Assignment: Whenever a line in the records below contains "Perhaps", pick it out.

Provided information:
PR #6576, opened 2019-06-25
Fix installer upgrade on ubuntu and centos

GaneshSPatil:
* Prior to GoCD v19.6.0, use '/etc/init.d/SCRIPT status' command to
  determine whether GoCD service is running.

* From GoCD v19.6.0, use 'invoke-rc.d SCRIPT status' command to
  determine whether GoCD service is running.

---

Instructions followed:
```shell
# Install 19.5.0 GoCD agent
echo "deb https://download.gocd.org /" | sudo tee /etc/apt/sources.list.d/gocd.list
curl https://download.gocd.org/GOCD-GPG-KEY.asc | sudo apt-key add -
apt-get update
apt-get install default-jre
apt-get install -y go-agent

# Start 19.5.0 GoCD agent
/etc/init.d/go-agent start

# Verify status of Running GoCD agent
/etc/init.d/go-agent status

# Upgrade to 19.6.0 GoCD agent
dpkg -i go-agent_19.6.0-9353_all.deb

# Verify status of Running GoCD agent
service go-agent status
invoke-rc.d go-agent status
```


GaneshSPatil:
To be merged post successful verification of upgrade scenario on all platforms.
\cc: @adityasood @ketan

adityasood:
Couple of observations:

1. While go user is able to query the status of the go-server and go-agent service, it is unable to start/stop/restart the service. Root user is only allowed to do that currently.

2. The message on a fresh install of both server and agent still points to 

`Once that is done start the GoCD Agent with `/etc/init.d/go-agent start'`

This needs to change to something like `service go-agent start` or `/usr/share/go-agent/bin/go-agent start`

ketan:
> This needs to change to something like `service go-agent start` or `/usr/share/go-agent/bin/go-agent start`

It's a bit difficult to say for sure what option was used to perform an install. Perhaps checking for `/etc/init.d/SERVICE` `/etc/init/SERVICE.conf` and `/usr/lib/systemd/system/SERVICE.service` and display the message. @GaneshSPatil ?

installers/linux/deb/before-upgrade.sh.erb
```diff
@@ -19,8 +19,22 @@
...
+      mkdir -p /var/run/<%= name %>-running-check-from-deb-package
+      touch /var/run/<%= name %>-running-check-from-deb-package/running
+      invoke-rc.d <%= name %> stop || true
+    }
+
+    # Prior to GoCD v19.6.0 Check if go-agent is running using /etc/init.d
+    if [ -f "/etc/init.d/<%= name %>" ]; then
+      # Use /etc/init.d/SCRIPT status to determine service is running or not.
+      if /etc/init.d/<%= name %> status > /dev/null 2>&1; then
+        stopGoAgentServiceOnUpgrade
```
ketan: Should we not be using `/etc/init.d` to stop instead of `invoke-rc.d`?

GaneshSPatil: > a bit difficult to say for sure what option was used to perform an install. Perhaps checking for `/etc/init.d/SERVICE`

@ketan -- Not sure if I understand the problem with using `/usr/share/go-agent/bin/go-agent start`.

GaneshSPatil:
> a bit difficult to say for sure what option was used to perform an install. Perhaps checking for `/etc/init.d/SERVICE`

@ketan -- Not sure if I understand the problem with using `/usr/share/go-agent/bin/go-agent start`.

installers/linux/shared/partials/_go-agent_post_install_message.sh.erb
```diff
@@ -20,4 +20,10 @@
     echo "Now please edit /usr/share/go-agent/wrapper-config/wrapper-properties.conf and set the server to the url address of your GoCD Server (https://example.com:8154/go)."
     echo "To ensure full end-to-end transport security between the agent and server"
     echo "see https://docs.gocd.org/current/installation/ssl_tls/end_to_end_transport_security.html"
-    echo "Once that is done start the GoCD Agent with '/etc/init.d/go-agent start'"
+    if [ -f "/etc/init.d/go-agent" ]; then
+      echo "Once that is done start the GoCD Agent with '/etc/init.d/go-agent start'"
+    elif [ -f "/etc/systemd/system/go-agent.service" ]; then
+      echo "Once that is done start the GoCD Agent with 'systemctl start go-agent.service'"
```
ketan: I think it's just supposed to be `systemctl start go-{agent,server}`.

GaneshSPatil: @ketan -- yes will change!

GaneshSPatil: Just a question, as this message only shows up on the agent installation (similar one on server installation). Is there a need to specify both `{agent,server}` ?

ketan: I meant to say `systemctl start go-agent` in the agent post install, and `systemctl start go-server` in the server post install. Sorry, should have been clearer :)

GaneshSPatil:
Merging this PR using merge commit (all commits) instead of squash and merge (squashing into single commit). This will help to revert a particular commit if in case something goes wrong!

\cc: @ketan @adityasood

Issue #6567, opened 2019-06-21
Order pipeline group names in alphabetical order when cloning a pipeline


ryudice:
##### Issue Type

- Bug Report

##### Summary

Order Pipeline group names in alphabetical order when cloning a new pipeline.

We have a lot of grups and it seems they are shown in order of creation at the moment.

![image](https://user-images.githubusercontent.com/125211/59928980-1b90e380-93fd-11e9-81a9-fba60c839760.png)

###### Basic environment details

* Go Version: `19.3.0`

##### Steps to Reproduce

1. Clone a pipeline
2. 
3. 
4. 

##### Expected Results

The dropdown in the picture should order group names by alphabetical order so that they are easy to find

![image](https://user-images.githubusercontent.com/125211/59929087-5135cc80-93fd-11e9-8b0e-b3b2af37c367.png)

##### Actual Results
They seem to be order by creation time.

viraj2712:
As we are ordering pipeline groups alphabetically while cloning the pipeline, should we make it consistent for `Move to` as well?

![Screenshot 2019-06-27 at 4 42 06 PM](https://user-images.githubusercontent.com/34642373/60261882-86a95100-98fa-11e9-91ba-3b02ff496ebb.png)

\cc: @maheshp @bdpiparva @ketan

ketan:
Makes sense to me. Please make sure it is ordered in a case insensitive
manner.

kritika-singh3:
Fixed in https://github.com/gocd/gocd/pull/6577 as a part of GoCD version 19.6.0

chadlwilson:
Should this have changed the pipeline group ordering when viewing on the Dashboard, or just in config drop-down lists?

The ordering on the dashboard seems to be creation time, which is largely beyond one's control when using config repositories to import an existing set. You don't even seem to be able to change it in a custom View :(

PR #6577, opened 2019-06-26
Order pipeline groups alphabetically

viraj2712:
Issue: #6567

Order pipeline group names case-insensitively and alphabetically while cloning the pipeline as well as moving pipeline to another group.

### DIFF
--- a/server/webapp/WEB-INF/rails/app/controllers/admin/pipelines_controller.rb
+++ b/server/webapp/WEB-INF/rails/app/controllers/admin/pipelines_controller.rb
@@ -286,6 +286,10 @@ module Admin
         group_array.push({:group => group})
         group_list.push(group)
       end
+
+      group_array = group_array.sort_by { |group| group[:group].downcase }
+      group_list = group_list.sort_by(&:downcase)
+
       assert_load :groups_json, group_array.to_json
       assert_load :groups_list, group_list
     end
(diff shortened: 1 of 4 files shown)


viraj2712:
Sorted pipeline groups while moving the pipeline to another group:

Screenshot 2019-06-28 at 4 59 43 PM

Sorted pipeline groups while cloning the pipeline:

Screenshot 2019-06-28 at 4 59 25 PM

\cc: @ketan @bdpiparva

server/webapp/WEB-INF/rails/app/controllers/admin/pipelines_controller.rb
```diff
@@ -286,6 +286,10 @@ def load_group_list
         group_array.push({:group => group})
         group_list.push(group)
       end
+
+      group_array = group_array.sort_by { |group| group[:group].downcase }
+      group_list = group_list.sort_by { |group| group.downcase }
```
ketan: The ruby way would be to do: `group_list.sort_by(&:downcase)`, but what you have works too.

viraj2712: makes sense, will update it

viraj2712: updated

Final answer:
It's a bit difficult to say for sure what option was used to perform an install. Perhaps checking for `/etc/init.d/SERVICE` `/etc/init/SERVICE.conf` and `/usr/lib/systemd/system/SERVICE.service` and display the message. @GaneshSPatil ?
GaneshSPatil: > a bit difficult to say for sure what option was used to perform an install. Perhaps checking for `/etc/init.d/SERVICE`
> a bit difficult to say for sure what option was used to perform an install. Perhaps checking for `/etc/init.d/SERVICE`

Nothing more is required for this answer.